* ABOUT THIS TASK
How many lines in the records below contain "equals"? Answer with the number alone.

********

PR #2214, opened 2026-04-28
Add partial result detection to metadata queries when shard limit is exceeded (Metadata limits PR2)

bhavanap1131-cmd:
Summary:
Metadata queries (/series, /labels, /label/values, label cardinality) previously had no way to signal that results were truncated when a shard hit its enforced limit. This PR propagates QuerySession into the metadata query paths so shards can flag resultCouldBePartial = true when the result count equals the limit, allowing callers to send a partial results warning to the user.
  
New Changes:
 - Added querySession: QuerySession parameter to TimeSeriesStore.partKeysWithFilters and its implementations in TimeSeriesShard and DownsampledTimeSeriesShard
 - Both shard implementations now set querySession.resultCouldBePartial = true with a reason when result.length == limit across all fetch paths (with/without first-last sample times, series scan, label values scan)
 - LabelValuesExec (no-filter path) sets the partial flag when returned label count equals the limit
 - LabelCardinalityExec replaces the hardcoded 1000000 cap with queryContext.plannerParams.enforcedLimits.execPlanLeafSamples to be consistent with the per-query limits.

### DIFF
--- a/core/src/main/scala/filodb.core/downsample/DownsampledTimeSeriesShard.scala
+++ b/core/src/main/scala/filodb.core/downsample/DownsampledTimeSeriesShard.scala
@@ -162,8 +162,14 @@ class DownsampledTimeSeriesShard(rawDatasetRef: DatasetRef,
                           fetchFirstLastSampleTimes: Boolean,
                           endTime: Long,
                           startTime: Long,
-                          limit: Int): Iterator[Map[ZeroCopyUTF8String, ZeroCopyUTF8String]] = {
-    partKeyIndex.partKeyRecordsFromFilters(filter, startTime, endTime, limit).iterator.map { pk =>
+                          limit: Int,
+                          querySession: QuerySession): Iterator[Map[ZeroCopyUTF8String, ZeroCopyUTF8String]] = {
+    val result = partKeyIndex.partKeyRecordsFromFilters(filter, startTime, endTime, limit)
+    if (result.length == limit) {
+      querySession.resultCouldBePartial = true
+      querySession.partialResultsReason = Some("Result may be partial since some shards exceeded the query limit")
+    }
+    result.iterator.map { pk =>
       val partKey = PartKeyWithTimes(pk.partKey, UnsafeUtils.arayOffset, pk.startTime, pk.endTime)
       schemas.part.binSchema.toStringPairs(partKey.base, partKey.offset).map(pair => {
         pair._1.utf8 -> pair._2.utf8
@@ -558,6 +564,7 @@ class DownsampledTimeSeriesShard(rawDatasetRef: DatasetRef,
 
       val rows = new mutable.HashSet[Map[ZeroCopyUTF8String, ZeroCopyUTF8String]]()
       var partLoopIndex = 0
+      var limitReached = false
       val matched = partKeyIndex.foreachPartKeyMatchingFilter(filters, startTime, endTime,
         nextPart => {
           if (rows.size < limit) {
@@ -573,9 +580,16 @@ class DownsampledTimeSeriesShard(rawDatasetRef: DatasetRef,
 
             if (currVal.nonEmpty) rows.add(currVal)
             partLoopIndex += 1
-          } else throw new CollectionTerminatedException
+          } else {
+            limitReached = true
+            throw new CollectionTerminatedException
+          }
         }
       )
+      if (limitReached) {
+        querySession.resultCouldBePartial = true
+        querySession.partialResultsReason = Some("Result may be partial since some shards exceeded the query limit")
+      }
       querySession.queryStats.getTimeSeriesScannedCounter(statsGroup).addAndGet(matched)
       rows.toIterator
     }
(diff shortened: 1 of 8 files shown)


core/src/main/scala/filodb.core/downsample/DownsampledTimeSeriesShard.scala
```diff
@@ -162,8 +162,14 @@ class DownsampledTimeSeriesShard(rawDatasetRef: DatasetRef,
...
                           endTime: Long,
                           startTime: Long,
-                          limit: Int): Iterator[Map[ZeroCopyUTF8String, ZeroCopyUTF8String]] = {
-    partKeyIndex.partKeyRecordsFromFilters(filter, startTime, endTime, limit).iterator.map { pk =>
+                          limit: Int,
+                          querySession: QuerySession): Iterator[Map[ZeroCopyUTF8String, ZeroCopyUTF8String]] = {
+    val result = partKeyIndex.partKeyRecordsFromFilters(filter, startTime, endTime, limit)
+    if (result.length == limit) {
+      querySession.resultCouldBePartial = true
+      querySession.partialResultsReason = Some("Result may be partial since some shards exceeded the query limit")
```
alextheimer: I'm surprised we have a "could be partial" flag and not an "is partial" flag 🤔

Still, since in 99.999% of cases the limits would genuinely have been exceeded, it might make sense to return a stronger claim so the "may" isn't confusing/concerning:
> Some shards returned a result size greater than $limit.

And the message should cue the user to their next steps, so it might be worth adding something like:
> Some shards returned a result size greater than $limit; apply more filters or reduce the query time-range.

alextheimer: The same also applies to other messages included with this PR.

core/src/main/scala/filodb.core/downsample/DownsampledTimeSeriesShard.scala
```diff
@@ -162,8 +162,14 @@ class DownsampledTimeSeriesShard(rawDatasetRef: DatasetRef,
                           fetchFirstLastSampleTimes: Boolean,
                           endTime: Long,
                           startTime: Long,
-                          limit: Int): Iterator[Map[ZeroCopyUTF8String, ZeroCopyUTF8String]] = {
-    partKeyIndex.partKeyRecordsFromFilters(filter, startTime, endTime, limit).iterator.map { pk =>
+                          limit: Int,
+                          querySession: QuerySession): Iterator[Map[ZeroCopyUTF8String, ZeroCopyUTF8String]] = {
+    val result = partKeyIndex.partKeyRecordsFromFilters(filter, startTime, endTime, limit)
+    if (result.length == limit) {
```
alextheimer, line 168: Should these iterators also have a similar check?:
```
SingleLabelValuesResultIterator
LabelValueResultIterator
```

core/src/main/scala/filodb.core/downsample/DownsampledTimeSeriesShard.scala
bhavanap1131-cmd: Updated all partial result reason messages across the PR to use the below format:
  s"Some shards returned a result size greater than $limit; apply more filters or reduce the query time-range."
 Applied consistently to all locations in DownsampledTimeSeriesShard, TimeSeriesShard, and MetadataExecPlan.

core/src/main/scala/filodb.core/downsample/DownsampledTimeSeriesShard.scala
bhavanap1131-cmd: Added resultCouldBePartial checks to both iterators. Two cases addressed:
   - DownsampledTimeSeriesShard: Both iterators already used a limitReached flag via
  CollectionTerminatedException, added the resultCouldBePartial check in the existing if
  (limitReached) block.
  - TimeSeriesShard (in-memory path): Both iterators used a while loop that stopped
   at the limit with no partial flag set - added if (rows.size == limit) check after eachloop to set the flag. Tests added for both paths in MetadataExecSpec.

query/src/main/scala/filodb/query/exec/MetadataExecPlan.scala
```diff
@@ -439,13 +441,22 @@ final case class LabelCardinalityExec(queryContext: QueryContext,
...
         if (labelNames.nonEmpty) {
           val sketchMap = scala.collection.mutable.Map[String, CpcSketch]()
+          val leafLimit = queryContext.plannerParams.enforcedLimits.execPlanLeafSamples
           labelNames.foreach { case label =>
             // GOTCHA: This approach will not catch cardinality of labels which are disabled for faceting
             // since their value lengths are > 1000. We expect the gateway to reject (or shorten) that data early on.
+            var count = 0
             memstore.singleLabelValueWithFilters(dataset, shard, filters, label.toString,
               endMs, startMs, querySession,
               queryContext.plannerParams.enforcedLimits.execPlanLeafSamples).foreach { labelValue =>
```
alextheimer: Use the `leafLimit` variable here, too, so it's clear the same limit is passed to this method.

alextheimer (approved):
Just one non-blocking comment 👍

alextheimer (commented):
Could you restore this PR with `git reflog`, as well?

********

* ANSWER SECTION
2